Proteins in Knots? NOT!

Knot-detecting algorithm discovers that proteins are rarely knotted

When you accidentally twist a shoelace, garden hose, or necklace, it can get annoyingly tangled into intractable knots. On the microscopic level, biopolymers—string-like molecules such as DNA—also form knots, with one mysterious exception: knotted proteins are rare. Physicists have now used computational methods to quantify just how rare in the May 2006 issue of PLoS Computational Biology.


“We found that the proportion of proteins with knots is several orders of magnitude smaller than chance would predict,” says author Alexander Grosberg, PhD, professor of physics at the University of Minnesota. “The degree of it is spectacular.”


Chain “A” of the protein Ubiquitin Hydrolase, which contains the most complicated knot that Grosberg and Lua found in a protein. It has a knot with at least five crossings in it when viewed as a flat object. Courtesy of Rhonald Lua.To envision a knot in a protein, imagine grasping the ends of an amino acid chain (the N-terminus and C-terminus), one end in each hand, and then stretching it out. If you can’t stretch it into a straight line, then it contains a knot.


Of course, finding knots in real proteins requires a computer rather than a pair of hands. Grosberg and his co-author, postdoc Rhonald Lua, PhD, developed a knot-detecting algorithm that they used to scan 4716 proteins with known shapes from the Protein Data Bank. They found only 19 proteins (0.4 percent) with knots. Bolstering their findings, two other groups (from MIT and Italy) independently arrived at almost the same list of knotted proteins (they missed two of Grosberg’s).

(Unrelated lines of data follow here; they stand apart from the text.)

PR #3919, opened 2023-10-11
Random ordering of notification history

idavidmcdonald:
Review commit by commit

### DIFF
--- a/app/dao/notification_history_dao.py
+++ b/app/dao/notification_history_dao.py
@@ -6,13 +6,27 @@ from app import db
 def delete_notification_history_older_than_datetime(older_than_datetime, query_limit=50000):
     current_app.logger.info("Beginning to delete notification_history older than %s", older_than_datetime)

Grosberg and Lua next set out to quantify how often proteins would be expected to form knots if only chance was at work. They simulated the shapes of random polymers with chains of equal length, density, and flexibility as proteins using a statistical technique—random walk on a lattice. Starting at a single point, this algorithm draws a path in three dimensions by randomly moving one unit at a time in one of six possible directions: up, down, forward, backward, right, or left. The end result is a randomly crinkled chain that may or may not contain knots. The proportion of these random polymers with knots trounced that found in real proteins: Simulated poly- mers at lengths of a typical protein (200-500 amino acids) formed knots 15-60 percent of the time.


Marc Mansfield, PhD, a professor of chemistry and chemical biology at the Stevens Institute of Technology, did pioneering work on knotted proteins in the early 1990s. He says the researchers’ method of generating random polymers produces some bias, but the bias did not significantly affect the result and had no impact on the study’s overall conclusions.


As to the mystery of why proteins avoid knots, Grosberg says “it has to be a product of evolution.” Mansfield agrees: “My money is still on the explanation that a knotted protein just would not fold well, so nature doesn’t use them.”